In Delhi, which is going to the polls on December 4, the entry of the AAP as a potential game-changer has queered the pitch

Sheila Dikshit continues to be the face of the Congress in Delhi. And the Congress is banking on her yet again to return it to power in the Capital for a record fourth consecutive time. But this time the battle lines appear significantly different. For, while the BJP remains the traditional arch rival for the Congress, the entry of the Aam Aadmi Party has added a twist to the race.

Ms. Dikshit herself admits that anti-incumbency is a factor. Anecdotally, it would seem the AAP has the buzz factor — the image of being of the people, different, non-corrupt — working in its favour. However, Ms. Dikshit insists that the AAP is visible at the moment as it had taken a head start by announcing its candidates and putting up posters and banners all over the city. "The real elections are fought in the last fortnight," she says. So both the Congress and the BJP are confident of a last minute surge.

Meanwhile, the AAP — ever since it was born last year — has been vociferously taking up issues concerning the common man. Be it increase in power tariffs or corruption in the public distribution system, the party has managed to steal a march so far, at least in the way it projected itself, over the principal opposition party, the BJP.

The BJP seemed to be struggling to capitalise on the issue of corruption in governance and anti-incumbency. Vijay Goel, the Delhi State BJP president, had been projecting himself as the Chief Ministerial candidate, which rubbed many leaders such as former mayor Arti Mehra, and Vijender Gupta, the wrong way. There were allegations of corruption against Mr. Goel, and so the BJP plumped for Dr. Harsh Vardhan.

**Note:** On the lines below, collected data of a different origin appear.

PR #5148, opened 2017-11-27
Add sailfish-scratchbox recipe

vityafx:
This recipe provides an easy way to interact with the sailfish sdk from inside the emacs.

https://github.com/vityafx/sailfish-scratchbox.el

I am the maintainer of this project.

None needed.

### Checklist

### DIFF
--- a/recipes/sailfish-scratchbox
+++ b/recipes/sailfish-scratchbox
@@ -1,0 +1,1 @@
+(sailfish-scratchbox :repo "vityafx/sailfish-scratchbox.el" :fetcher github)


tarsius:
Could you please rebase this onto `master` and then force push? (You branched of `master` during the approximately 10 minutes when it had the bug that causes Travis to fail.)

vityafx:
Yes, of course.

vityafx:
@tarsius I don't quite understand where this error comes from? What it was unable to load?

tarsius:
There was a second related issue, that's fixed too now. Please do the rebase dance again.

tarsius:
Hm....

tarsius:
I am going to push some additional commits onto this branch for testing purposes. I'll remove that again when I am done.

tarsius:
I have pushed another fix to `master` and rebase your branch onto that.

tarsius:
And now for something completely different:

* Please release the package under "GPL v3 or later" by using the standard permission statement (which you can copy from a built-in library). Only packages that are released under a license that is compatible with that of Emacs can be added to Melpa.
* Don't put closing parentheses on their own lines.

vityafx:
@tarsius May I license it under apache 2 license? It is GPL compatible as I can see.

tarsius:
Yes, that is okay too. Please put the respective permission statement and also add the line `;; License: Apache-2.0`.

vityafx:
Done. Check it again please.

tarsius:
Oh, I didn't see the license file before. MIT is also okay.

vityafx:
@tarsius cmon! I wanted it to be MIT... So I am moving it back to MIT, lol.

tarsius:
I would just have reverted the commit to avoid a license flip-flop so early in a projects history. (Of course that also teaches the importance of atomic commits. "Change license & move paretheses from their own lines" does two completely unrelated things, which makes reverting just one of them harder.)

> Review please.

I can confirm that this uses a valid license and that the closing parentheses are no longer on separate lines :wink: Steve might have some other suggestions also.

vityafx:
@tarsius lol. Yes, you are right about atomic commits and so on :) I will do this now.

vityafx:
@tarsius I have rewritten the history by pushing commits with `force`. Their are atomic now and there is not move to `Apache2` license in the history. Is there anything else I need to do?

tarsius:
Looks good to me now (and the license already was good before :roll_eyes:) but Steve might have additional suggestions.

vityafx:
@tarsius okay, thank you for spending time reviewing my code anyway.

purcell:
Basically looks good, but you're manually quoting command arguments with `concat` and `'`, so I suspect there are various things that might explode if the interpolated values contain spaces, backslashes, quotes etc: use `shell-quote-argument` instead. Should be ready to merge when that's fixed. :-)

vityafx:
@purcell Could you suggest me doing anything else please? The reason I did that is because the `sdk` is usually an alias to the script which runs scratchbox. According to the manual of Sailfish HADK it must be set in the `~/.profile` but emacs's internal `shell-command` function does not read it and simply can't found the alias. I googled and found that solution which you saw. I'd do this better if I knew.

vityafx:
@purcell I have done what you have advised to me. However, is this the only way to execute a shell command which reads the `.profile`/`.bashrc` files before running anything?

purcell:
Merged now! Thanks, and welcome to MELPA!

purcell:
> However, is this the only way to execute a shell command which reads the .profile/.bashrc files before running anything?

Yes, you probably need the `-i` flag for `bash` to guarantee that certain startup files will be read. There isn't an easier way afaik.

vityafx:
@purcell okay :) thank you for everything very much!

PR #5151, opened 2017-11-28
Add bart-mode

mschuldt:

   Display real-time departure information for the Bay Area Rapid Transit (BART) system.

   https://github.com/mschuldt/bart-mode

  I am the author

### Checklist

Please confirm with `x`:

### DIFF
--- a/recipes/bart-mode
+++ b/recipes/bart-mode
@@ -1,0 +1,3 @@
+(bart-mode :fetcher github
+           :repo "mschuldt/bart-mode")
+


tarsius:

mschuldt:
rebased

mschuldt:
Is there a problem with this?

tarsius:
I don't usually perform the actual review and @purcell probably just overlooked this.

purcell:
Yep, this fell between the cracks, sorry: December & Jan have been crazy for me. Some feedback, then:
- Firstly, nice work!
- Don't hard-code completion to use `ido`. Instead, use `completing-read`, which will be overridden automatically by the user's preferred completion system.
- Use `special-mode` as the parent mode rather than `fundamental-mode`.
- You shouldn't need to set the local keymap [here](https://github.com/mschuldt/bart-mode/blob/f857a9e54801bd057ee28c938f8f08e2ca18eb17/bart-mode.el#L297), because `define-derived-mode` will do it *if* the mode name matches up with the map name -- which you could easily arrange: it's not necessary for the mode name to be `bart--mode` instead of `bart-mode`, and indeed that choice is unusual.
- Setting explicit colours and other face attributes is bad practice. You should instead define customisable faces with dark/light background variants, or (better) that `:inherit` built-in faces by default (e.g. `header`, `warning`, `success`) so that they automatically fit in with users' themes. You should particularly avoid setting font sizes and weights.

Hope that helps!

purcell:
Also:
- `cl-lib` has `cl-caddar`, so you don't need to roll your own.
- Don't wrangle windows explicitly for your own preferences: you'll just annoy somebody else. Just use `display-buffer`, which allows customisation of window selection.

mschuldt:
@purcell Thank you very much for you review, I believe I have addressed all the issues.

I've created a new option to enable the window wrangling in the way I like it, but by default it is disabled and uses display-buffer instead

purcell:
Great, merged! Welcome to MELPA. :-)

PR #5152, opened 2017-11-28
Add recipe for counsel-world-clock

kchenphy:

Displaying world clock using Ivy.

https://github.com/kchenphy/counsel-world-clock

maintainer

NA
### Checklist

Please confirm with `x`:

### DIFF
--- a/recipes/counsel-world-clock
+++ b/recipes/counsel-world-clock
@@ -1,0 +1,1 @@
+(counsel-world-clock :repo "kchenphy/counsel-world-clock" :fetcher github)


tarsius:

kchenphy:
rebased

purcell:
Thanks, this is neat! Note that the hard-coded list of zones will not necessarily be available on every system, and they will also change over time and get out of sync with your code. I'm not aware of a standard way to get these from Emacs, but it's something to think about: we should arguably have a `tzdata` package or similar to avoid these issues.

I'll go ahead and merge this, but you should add an `;;;###autoload` comment just before the `counsel-world-clock` function.

Welcome to MELPA!

kchenphy:
Thanks @purcell ! I agree with you that an `tzdata` library is in need.

PR #5153, opened 2017-11-28
Add package celestial-mode-line.

ecraven:

Show lunar phase and sunrise/-set time in modeline

https://github.com/ecraven/celestial-mode-line

I am the author.

### Checklist

Please confirm with `x`:

### DIFF
--- a/recipes/celestial-mode-line
+++ b/recipes/celestial-mode-line
@@ -1,0 +1,1 @@
+(celestial-mode-line :fetcher github :repo "ecraven/celestial-mode-line")


purcell:
Looks good. Couple of thoughts:
- Figure out what to do about that [commented-out defvar](https://github.com/ecraven/celestial-mode-line/blob/master/celestial-mode-line.el#L42). Either you need it or you don't! Perhaps put those non-unicode examples in the `Commentary` instead.
- Why the [sit-for](https://github.com/ecraven/celestial-mode-line/blob/master/celestial-mode-line.el#L158)? If it's related to getting the modeline change to appear, consider calling `force-mode-line-update` judiciously.
- You should probably include an `;;;###autoload` cookie comment for the mode definition, so users can enable this without first explicitly loading the package.

ecraven:
Thanks, I've addressed all of those points:
- The commented-out defvar has moved into the Commentary.
- I've removed `sit-for', the data is not urgent, so even if it isn't displayed right away, nothing bad happens.
- I've included the autoload cookie.
- I've also increased the time for the timer to 60 seconds instead of 20, it really isn't that important that the numbers change (they only change two to three times a day anyway..).
Thanks for looking through it so thoroughly, I hope it's useful to someone, I like seeing the data ;)

purcell:
Great, thanks!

Dr. Harsh Vardhan, a former Delhi Health Minister and an ENT specialist, pioneered the anti-smoking legislation and the Pulse Polio campaign in India. Backed by the RSS, Dr. Harsh Vardhan is also the BJP’s anti-corruption candidate.

Incidentally, sensing that the party may indeed do well, the BJP may field national leaders such as Arun Jaitley and Poorvanchal leader Ravishankar Prasad in the campaign.

Behind the scenes, however, the BJP has been gradually getting its act together. In the refurbished party panels, most of the disgruntled leaders have been accommodated. The party is also hoping to take along its long-time ally Shiromani Akali Dal (Badal) by getting it to fight under its symbol this time. And last but not the least, the BJP is banking on the Modi factor to turn the fortunes its way.

However, despite the crowds his rally might have drawn, the ruling Congress leaders do not believe Mr. Modi would play a significant role."He is not coming to become the CM of Delhi," is the refrain.